A host of highly funded technology-based lending platforms like Paytm, Oxyzo, KredX, Razorpay, Lendingkart and CredAvenue offer enterprise loans, either in partnership with banks and NBFCs or from their own books. Beyond their mainstream digital payment solutions, fintech start-ups are innovating around digital distribution engines and building alternate data sets for underwriting. A host of start-ups including Khatabook, Dukaan, PagarBook, and Hylobiz are primarily focussed on the SME space, offering various solutions and services including digital bookkeeping; digitisation of attendance, payroll and salaries; and end-to-end payment and neo-banking services.

“SMEs across sectors and regions are today familiar with digital payments. Overall, the challenge of using technology has vanished thanks to UPI, QR code and digital payment services. There is enough awareness in the market. Today, when we go to the market, the questions that are being asked are around the possibilities of integrating different tech products they use,” says Vishal Gupta, Co-Founder of Hylobiz. Bengaluru-based Hylobiz helps SMEs in India, Bahrain and the UAE automate and digitise everything from invoice management to inventory management and accounts reconciliation.

Trade finance platform Vayana Network, which recently closed a Rs 397-crore funding round from a slew of investors including IFC and PayU, among others, is gearing up to launch its International Trade Finance Services (ITFS) platform, for which it received a licence from the International Financial Services Centres Authority (IFSCA). The platform, which it plans to launch this fiscal, will enable SMEs to access international trade finance facilities for their export and import businesses.

“Today, 45-50 per cent of exporters are SMEs. What they really need is foreign currency credit, whereas, what they get is rupee credit, which means they take on the exchange risks. ITFS will allow SMEs to get financing in foreign currency at much cheaper rates for their exports and imports,” says Ramaswamy Iyer, Founder and CEO, Vayana Network.

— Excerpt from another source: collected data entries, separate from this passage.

PR #348, opened 2020-06-11
Rename variables that match with ISPC double constants namings

### LINKED ISSUE #302: ISPC doesn't support d[0-9]+ as global variable
Consider example https://github.com/Neurosim-lab/netpyne/blob/coreneuron/examples/coreneuron/m1/mod/cagk.mod

```
TITLE CaGk
: Calcium activated K channel.
: Modified from Moczydlowski and Latorre (1983) J. Gen. Physiol. 82

UNITS {
	(molar) = (1/liter)
}

UNITS {
	(mV) =	(millivolt)
	(mA) =	(milliamp)
	(mM) =	(millimolar)
}


NEURON {
	SUFFIX cagk
	USEION ca READ cai
	USEION k READ ek WRITE ik
	RANGE gbar,gkca,ik
        RANGE oinf, tau
}

UNITS {
	FARADAY = (faraday)  (kilocoulombs)
	R = 8.313424 (joule/degC)
}

PARAMETER {
	celsius		(degC)
	v		(mV)
	gbar=.01	(mho/cm2)	: Maximum Permeability
	cai 		(mM)
	ek		(mV)

	d1 = .84
	d2 = 1.
	k1 = .48e-3	(mM)
	k2 = .13e-6	(mM)
	abar = .28	(/ms)
	bbar = .48	(/ms)
        st=1            (1)
}

ASSIGNED {
	ik		(mA/cm2)
	oinf
	tau		(ms)
        gkca          (mho/cm2)
}

INITIAL {
        rate(v,cai)
        o=oinf
}

STATE {	o }		: fraction of open channels

BREAKPOINT {
	SOLVE state METHOD cnexp
	gkca = gbar*o^st
	ik = gkca*(v - ek)
}

DERIVATIVE state {	: exact when v held constant; integrates over dt step
	rate(v, cai)
	o' = (oinf - o)/tau
}
FUNCTION alp(v (mV), c (mM)) (1/ms) { :callable from hoc
	alp = c*abar/(c + exp1(k1,d1,v))
}
FUNCTION bet(v (mV), c (mM)) (1/ms) { :callable from hoc
	bet = bbar/(1 + c/exp1(k2,d2,v))
}
FUNCTION exp1(k (mM), d, v (mV)) (mM) { :callable from hoc
	exp1 = k*exp(-2*d*FARADAY*v/R/(273.15 + celsius))
}
PROCEDURE rate(v (mV), c (mM)) { :callable from hoc
	LOCAL a
	a = alp(v,c)
	tau = 1/(a + bet(v, c))
	oinf = a*tau
}
```

and compiling with ISPC gives:

```
Warning: No --target specified on command-line. Using default system target "avx2-i32x8".
[NMODL] [info] :: Processing examples/coreneuron/m1/mod//vecstim.mod
[NMODL] [info] :: Running symtab visitor
[NMODL] [info] :: Running code compatibility checker
[NMODL] [error] :: Code incompatibility detected
[NMODL] [error] :: Cannot translate mod file to .cpp file
[NMODL] [error] :: Fix the following errors and try again
[NMODL] [error] :: Code Incompatibility :: DESTRUCTOR construct found at [67.1-74.1] is not handled
make: *** [x86_64/core/mod2c/vecstim.cpp] Error 1
make: *** Waiting for unfinished jobs....
x86_64/core/mod2c/cagk.ispc:100:41: Error: syntax error, unexpected double constant, expecting ',' or ';'.
                    d_in_0 = cagk_global.d1_;
                                        ^^^

x86_64/core/mod2c/cagk.ispc:114:41: Error: syntax error, unexpected double constant, expecting ',' or ';'.
                    d_in_1 = cagk_global.d2_;
                                        ^^^

x86_64/core/mod2c/cagk.ispc:194:41: Error: syntax error, unexpected double constant, expecting ',' or ';'.
                    d_in_0 = cagk_global.d1_;
                                        ^^^

x86_64/core/mod2c/cagk.ispc:208:41: Error: syntax error, unexpected double constant, expecting ',' or ';'.
                    d_in_1 = cagk_global.d2_;
                                        ^^^
```

### LINKED ISSUE #329: Issue with variable definition for ISPC backend
During compilation of https://github.com/Neurosim-lab/netpyne/blob/coreneuron/examples/coreneuron/m1/mod/kctin.mod there is a wrong definition of `dt_saved_value` from the generated code as `double` instead of `double uniform`.

```
x86_64/core/mod2c/kctin.ispc:142:19: Error: Can't convert from type "varying double" to type "uniform double" for
        assignment operator.
        nt->_dt = dt_saved_value;
                  ^^^^^^^^^^^^^^
```

iomaganaris:
- Fixes #302


src/language/code_generator.cmake
```diff
@@ -207,14 +215,6 @@ set(VISITORS_GENERATED_SOURCES
     ${PROJECT_BINARY_DIR}/src/visitors/visitor.hpp
 )
 
-set(PYBIND_GENERATED_SOURCES
-    ${PROJECT_BINARY_DIR}/src/pybind/pyast.cpp
-    ${PROJECT_BINARY_DIR}/src/pybind/pyast.hpp
-    ${PROJECT_BINARY_DIR}/src/pybind/pysymtab.cpp
-    ${PROJECT_BINARY_DIR}/src/pybind/pyvisitor.cpp
-    ${PROJECT_BINARY_DIR}/src/pybind/pyvisitor.hpp
-)
```
pramodk, line 216: by the way, there is something wrong with cmake-format that constantly reorder this, have seen something with @cattabiani  as well. Something with the cmake-format version?

src/nmodl/main.cpp
```diff
@@ -310,6 +311,13 @@ int main(int argc, const char* argv[]) {
             SymtabVisitor(update_symtab).visit_program(*ast);
         }
 
+        /// Rename variables that match ISPC compiler double constants
+        if (ispc_backend) {
+            IspcRenameVisitor(ast).visit_program(*ast);
+            SymtabVisitor(update_symtab).visit_program(*ast);
+            ast_to_nmodl(*ast, filepath("ispcdoublerename"));
```
pramodk, line 318:
```suggestion
            ast_to_nmodl(*ast, filepath("ispc_double_rename"));
```

src/visitors/ispc_rename_visitor.hpp
```diff
@@ -0,0 +1,74 @@
...
+namespace visitor {
+
+/**
+ * @addtogroup visitor_classes
+ * @{
+ */
+
+/**
+ * \class IspcRenameVisitor
+ * \brief Rename variable names to match ISPC standards
```
pramodk, line 31:
```suggestion
 * \brief Rename variable names to match with ISPC backend requirement
```

src/visitors/ispc_rename_visitor.cpp
```diff
@@ -0,0 +1,64 @@
...
+    if (std::regex_match(name, double_regex)) {
+        auto& value = node.get_value();
+        const auto& vars = get_global_vars(*ast);
+        value->set(suffix_random_string(vars, new_var_name_prefix + name));
+    }
+}
+
+/** Prime name has member order which is an integer. In theory
+ * integer could be "macro name" and hence could end-up renaming
+ * macro. In practice this won't be an issue as we order is set
```
pramodk, line 30:
```suggestion
 * macro. In practice this won't be an issue as the order is set
```
we -> the?

src/visitors/ispc_rename_visitor.cpp
```diff
@@ -0,0 +1,64 @@
...
+namespace nmodl {
+namespace visitor {
+
+/// rename matching variable
+void IspcRenameVisitor::visit_name(ast::Name& node) {
+    const auto& name = node.get_node_name();
+    if (std::regex_match(name, double_regex)) {
+        auto& value = node.get_value();
+        const auto& vars = get_global_vars(*ast);
+        value->set(suffix_random_string(vars, new_var_name_prefix + name));
```
pramodk, line 24: We should show warning from logger here because user might be accessing these variables from neuron and renaming those would be a problem. With warning, at least they will be aware (if they read!) .

src/visitors/ispc_rename_visitor.cpp
```diff
@@ -0,0 +1,64 @@
...
+ * Lesser General Public License. See top-level LICENSE file for details.
+ *************************************************************************/
+
+#include "visitors/ispc_rename_visitor.hpp"
+
+#include "ast/all.hpp"
+#include "parser/c11_driver.hpp"
+#include "visitors/visitor_utils.hpp"
+
+
```
pramodk, line 14: one general question here: why we re-use RenameVisitor here? i.e. I can following possibilities:
* In this visitor only find problematic variable and then invoke RenameVisitor
* Look into symbol table for all variable names, find out problematic ones and then invoke RenameVisitor

src/language/code_generator.cmake
ohm314: and same happened in my PR.
Also "there is something wrong with cmake-format" is a tautology...

src/visitors/ispc_rename_visitor.cpp
ohm314: I had exactly the same question...

src/visitors/ispc_rename_visitor.cpp
ohm314: you know.. when someone does some `VERBATIM` ... 😄

ohm314: also do we need the random suffix here? the names are already unique, just not ispc compatible, the prefix should already take care of that.

src/visitors/ispc_rename_visitor.cpp
iomaganaris: The reason why I didn't reuse the `RenameVisitor` is that this would mean two passes on the same variables. One to find which need changing and one to change them with the `RenameVisitor`. What do you think about that?

src/visitors/ispc_rename_visitor.cpp
iomaganaris: @pramodk you're absolutely right about the log for the renaming
@ohm314 I added the random suffix just in case there is already a `var_d1` variable already defined. There is a bug the way I do this now though I think which I need to fix

ohm314: Yes of course! actually now I remember when I did the renaming stuff I did the same, sorry!

src/language/code_generator.cmake
iomaganaris: I have noted this issue as well before. I create an issue for this https://github.com/BlueBrain/nmodl/issues/350

src/visitors/ispc_rename_visitor.cpp
```diff
@@ -0,0 +1,91 @@
...
+    driver.scan_string(text);
+    auto tokens = driver.all_tokens();
+
+    std::string result;
+    for (auto& token: tokens) {
+        if (std::regex_match(token, double_regex)) {
+            /// Check if variable is already renamed and use the same naming otherwise add the
+            /// new_name to the renamed_variables map
+            std::string new_name;
+            if (renamed_variables.find(token) != renamed_variables.end()) {
```
cattabiani, line 72: Here you do the search twice. I suggest something like this (feel free to change variable names):
const auto rename_variables_it = renamed_variables.find(token);
if (rename_variables_it != renamed_variables.end()) {
new_name = renamed_variables_it->second;
}

src/visitors/ispc_rename_visitor.cpp
```diff
@@ -0,0 +1,91 @@
...
+    }
+
+    const auto& statement = node.get_statement();
+    auto text = statement->eval();
+    parser::CDriver driver;
+
+    driver.scan_string(text);
+    auto tokens = driver.all_tokens();
+
+    std::string result;
```
cattabiani, line 66: maybe a std::stringstream is better for concatenating

src/visitors/ispc_rename_visitor.hpp
```diff
@@ -0,0 +1,79 @@
...
+    /// regex that matches double constant expressions
+    const std::regex double_regex = std::move(
+        std::regex("([0-9\\.]*d[\\-0-9]+)|([0-9\\.]+d[\\-0-9]*)"));
+
+    /// new name
+    const std::string new_var_name_prefix = "var_";
+
+    /// Map that keeps the renamed variables to keep the same random suffix when a variable is
+    /// renamed accross the whole file
+    std::unordered_map<std::string, std::string> renamed_variables;
```
cattabiani, line 54: Do you need it ordered? What about an unordered_map?

src/visitors/sympy_solver_visitor.cpp
```diff
@@ -155,31 +154,16 @@ std::vector<std::string> SympySolverVisitor::filter_string_vector(
     return filtered_vector;
 }
 
-std::string SympySolverVisitor::suffix_random_string(const std::string& original_string) const {
```
cattabiani, line 158: wow, I did not notice this was here. GJ moving it away!

src/visitors/ispc_rename_visitor.hpp
iomaganaris: It's actually an unordered map but maybe I should also state it in the comment 👍

src/visitors/ispc_rename_visitor.cpp
iomaganaris: I don't think there is any gain using a `std::stringstream` and since we would have to return it as a `string` in the end I would prefer to keep this simple

src/visitors/ispc_rename_visitor.hpp
cattabiani: wow, I am blind. Sorry

src/visitors/ispc_rename_visitor.cpp
cattabiani: this is a search:

renamed_variables.find(token)

and also this:

new_name = renamed_variables[token];

src/visitors/ispc_rename_visitor.cpp
cattabiani: because every time you add stuff to a string you need to allocate space and copy the stuff in the new location. For stringstream it just allocates a new chunk and creates a link between the old string and the new one (I think). do you want to disproof me on godbolt?

src/visitors/ispc_rename_visitor.cpp
iomaganaris: `renamed_variables` is an `unordered_map`, so average search (first case) and access (second case) complexity is `O(1)`. For the sake of code simplicity I would keep it as it is, since then the `rename_variables_it` wouldn't be used in the other branch of the `if-else`

src/visitors/ispc_rename_visitor.cpp
iomaganaris: >For stringstream it just allocates a new chunk and creates a link between the old string and the new one 

Tbh I didn't now how `stringstream` worked underneath and I based my previous answer to some `stack overflow` answers, since this is not a very important part of the code. However since you mention this I wanted to learn more about it.
First I looked how `std::stringstream` and `std::string` insert and append strings. The difference is an append (with an allocation) for the `std::string` (https://en.cppreference.com/w/cpp/string/basic_string/operator%2B%3D) vs an `insert` for `std::stringstream` (https://en.cppreference.com/w/cpp/io/basic_ostream/operator_ltlt) .
Then I created a simple benchmark in (quick-bench.com) and checked the produced assembly:
```
static void StringAppendingStr(benchmark::State& state) {
  // Code inside this loop is measured repeatedly
  std::string str;
  std::string new_str = "stringstring";
  for (auto _ : state) {
    for (int i = 0; i < 5; ++i) {
        str += new_str;
    }
    //const auto& ret_str = str;
    // Make sure the variable is not optimized away by compiler
    //benchmark::DoNotOptimize(created_string);
  }
}
// Register the function as a benchmark
BENCHMARK(StringAppendingStr);
#include <sstream>
static void StringAppendingStrStrm(benchmark::State& state) {
  std::stringstream str_strm;
  std::string new_str = "stringstring";
  //std::string ret_str;
  for (auto _ : state) {
    for (int i = 0; i < 5; ++i) {
        str_strm << new_str;
    }
    //const auto& ret_str = str_strm.str();
    //benchmark::DoNotOptimize(ret_str);
  }
}
BENCHMARK(StringAppendingStrStrm);
```
By only appending to the string the `std::string` is only x1.2 times faster than the `std::stringstream`, however when you call the `str()` function to return a string (until c++20) it does a copy of the internal string and it makes the call very costly (https://en.cppreference.com/w/cpp/io/basic_stringstream/str).
I believe we can leave the `std::string` as it is then.

src/visitors/ispc_rename_visitor.cpp
iomaganaris: @cattabiani There is already a conversation here regarding editing the `RenameVisitor` and the separate `IspcRenameVisitor`. I think that creating a new visitor is okay to avoid having making the `RenameVisitor` more complex for something that is related only for the `ispc` backend. If you guys think otherwise I can change it

cattabiani: ok!

src/visitors/ispc_rename_visitor.cpp
cattabiani: interesting but this example does not really test. I agree that append to a string is faster for short/not so many appends. I think stringstream is faster for longer strings/more frequent appends. I did not know the threshold where stringstream takes over. 

Everything said, since this is your usual test case, I guess strings are better.

iomaganaris: You're right, it depends on the number of appends and the sizes of the strings👍  Due to the call the `str()` in the end I believe we can avoid the `stringstream` for this case. Otherwise it's pretty cool 👍

src/visitors/ispc_rename_visitor.hpp
```diff
@@ -0,0 +1,79 @@
...
+
+/**
+ * \class IspcRenameVisitor
+ * \brief Rename variable names to match with ISPC backend requirement
+ *
+ * Here are some examples of double constants that
+ * ISPC compiler parses: 3.14d, 31.4d-1, 1.d, 1.0d,
+ * 1d-2. Rename variables based on regex that matches
+ * those presentations.
+ *
```
pramodk, line 38: Similar to other visitors, we should expand the documentation bit here.

src/visitors/ispc_rename_visitor.hpp
```diff
@@ -0,0 +1,80 @@
...
+ *              SUFFIX test
+ *              RANGE d1, d2, var_d3
+ *          }
+ *          INITIAL {
+ *               d1 = 1
+ *               d2 = 2
+ *               var_d3 = 3
+ *          }
+ *          PROCEDURE func () {
+ *          VERBATIM d4 = 4 ENDVERBATIM
```
pramodk, line 55:
```suggestion
 *          VERBATIM d4 = 4; ENDVERBATIM
```

src/visitors/rename_visitor.cpp
```diff
@@ -49,8 +77,33 @@ void RenameVisitor::visit_verbatim(ast::Verbatim& node) {
...
+                if (add_prefix) {
+                    new_name = new_var_name_prefix + token;
+                } else {
+                    new_name = new_var_name;
+                }
+            }
+            result += new_name;
+            logger->warn("RenameVisitor :: Renaming variable {} in VERBATIM block to {}",
+                         token,
+                         new_name);
```
pramodk, line 106: this is quite duplicated above at line 27 ? can be common function?

azure-pipelines.yml
```diff
@@ -57,6 +64,23 @@ jobs:
...
+      cmake .. -DCORENRN_ENABLE_MPI=OFF -DCORENRN_ENABLE_NMODL=ON -DCORENRN_NMODL_DIR=$HOME/nmodl -DPYTHON_EXECUTABLE=$(which python3.7) -DCORENRN_NMODL_FLAGS="sympy --analytic" -DCORENRN_ENABLE_ISPC=ON -DCMAKE_ISPC_COMPILER=$(Build.Repository.LocalPath)/$CMAKE_PKG/ispc/bin/ispc
+      make -j 2
+      if [ $? -ne 0 ]
+      then
+        make VERBOSE=1
+      fi
+      ./bin/nrnivmodl-core $(Build.Repository.LocalPath)/test/integration/mod
+    env:
+      CMAKE_PKG: 'cmake-3.10.2-Linux-x86_64'
+    displayName: 'Build and Run Integration Tests with ISPC compiler'
```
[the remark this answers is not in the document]
iomaganaris: You mean throw away installing `CoreNEURON` with `NMODL` in the travis CI?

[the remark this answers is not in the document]
pramodk: up to you : if it's completely duplicate , can be removed?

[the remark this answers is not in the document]
iomaganaris: Yes, I think you're right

The Union government, too, has been actively supporting equity investment for SMEs with initiatives such as the Rs 50,000-crore fund-of-funds announced in May 2020, as part of the Aatmanirbhar Bharat package, to be administered by the NSIC Venture Capital Fund Limited (NVCFL), a wholly owned subsidiary of the National Small Industries Corporation.

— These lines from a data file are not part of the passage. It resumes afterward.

PR #1233, opened 2024-04-05
Fix array variables.

1uc:
These are the code generation changes required for:

    https://github.com/neuronsimulator/nrn/pull/2779

The solution is to fill `nrn_prop_param_size` with the number of doubles, not number of variables.


pramodk (approved):
LGTM. Let's see about the CI status, Azure failure looks spurious.

PR #1235, opened 2024-04-08
Add test for nonspecific current

JCGoran:
Since NEURON's ODE solver is not extremely accurate in the intermediate region where the jump is present, we only compare the final values (without the fix for the conductances, the result of `v` is a bunch of `nan`s).

This requires updating the references again: https://github.com/BlueBrain/nmodl-references/pull/9


1uc:
I would have preferred to not replace the test, but to have both: the existing one to check accuracy of `v(t)` and the new one to check stability. To have both it might be better to make the constant `0.005` a parameter that we can set from the Python script. Then one can use the same MOD file for both cases.

JCGoran:
> To have both it might be better to make the constant 0.005 a parameter that we can set from the Python script.

Since the current workflow is `nrnivmodl -> python simulate.py`, I don't see a way to set the parameters in the mod file in the Python script itself (that is, unless we add another script beforehand which modifies the AST of the mod file).

JCGoran:
Added new test (`simulate2.py` with mod file `leonhard2`).

1uc:
You can have global or range variables in the MOD file:
```

UNITS {
        (mA) = (milliamp)
}

NEURON {
        SUFFIX leonhard2
        NONSPECIFIC_CURRENT il
        RANGE c
}

ASSIGNED {
        il (mA/cm2)
}

BREAKPOINT {
        il = c * (v - 1.5)
}
```
(or similar). And then set from Python:
```
s.leonhard_c = 0.05
# s.c_leonhard = 0.05
```
(or some variant thereof.)

JCGoran:
> You can have global or range variables in the MOD file:
> ...

Huh, that's neat, updated!

1uc:
It's now a bit hard to understand how the two tests are very different. One is about checking the accuracy of `v(t)`. The other is about checking the stability of the numerical method, e.g. that the method is fully implicit.

We check the one my using small time-steps and checking all the value along the way. While, to me, checking stability is about taking a (stupidly) large timestep and checking it doesn't explode. I understand that we can check both by simply cranking `c` to be a higher value, under the assumption that `dt` doesn't automatically shrink. However, I can't judge if `0.5` is large enough compared to the sane value `0.005`.

The worry is that future maintenance would remove the second `compare(0.5)` because it's "redundant".

1uc (approved):
Thank you, this is a lot clearer to me.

While technology is helping traditional small businesses break the physical barriers of brick and mortar walls, they still do not attract venture capital (VC) investments as much as their tech-first counterparts. Lack of long-term private capital is a consistent problem for SMEs.

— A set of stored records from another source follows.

PR #1237, opened 2024-04-12
Functioning hh.mod

JCGoran:
Introduces the necessary changes to get `hh.mod` to compile and run properly.

TODO:

- [x] add test(s?) (as an analytical solution is not available, not really sure how to test this without directly diffing w.r.t. NOCMODL, cf. #1231)
- [x] update references (see https://github.com/BlueBrain/nmodl-references/pull/13)

### DIFF
--- a/src/codegen/codegen_neuron_cpp_visitor.cpp
+++ b/src/codegen/codegen_neuron_cpp_visitor.cpp
@@ -219,6 +219,16 @@ void CodegenNeuronCppVisitor::print_function_or_procedure(const ast::Block& node
         printer->fmt_line("int ret_{} = 0;", name);
     }
 
+    if (node.is_procedure_block() || node.is_function_block()) {
+        const auto& parameters = node.get_parameters();
+        auto result = std::find_if(parameters.begin(), parameters.end(), [](auto var) {
+            return var.get()->get_node_name() == "v";
+        });
+        if (result == parameters.end()) {
+            printer->fmt_line("auto v = inst.{}[id];", naming::VOLTAGE_UNUSED_VARIABLE);
+        }
+    }
+
     print_statement_block(*node.get_statement_block(), false, false);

“There’s a large universe of SMEs that have been able to grow their businesses and use capital efficiently. These are the qualities typical VCs seek in their portfolio. Unfortunately, SMEs are not on the radar of VCs because they may not grow as fast as tech businesses and traditional non-tech enterprises may not offer many exit opportunities,” says Mitin Jain, Founder of private equity fund India SME Investments.

“There is some sort of a symbiotic relationship with the SMEs in a way, where start-ups want to ensure successful adoption of their products in India before launching for the world,” Jain adds, summing up the growing opportunity and collaboration between SMEs and start-ups.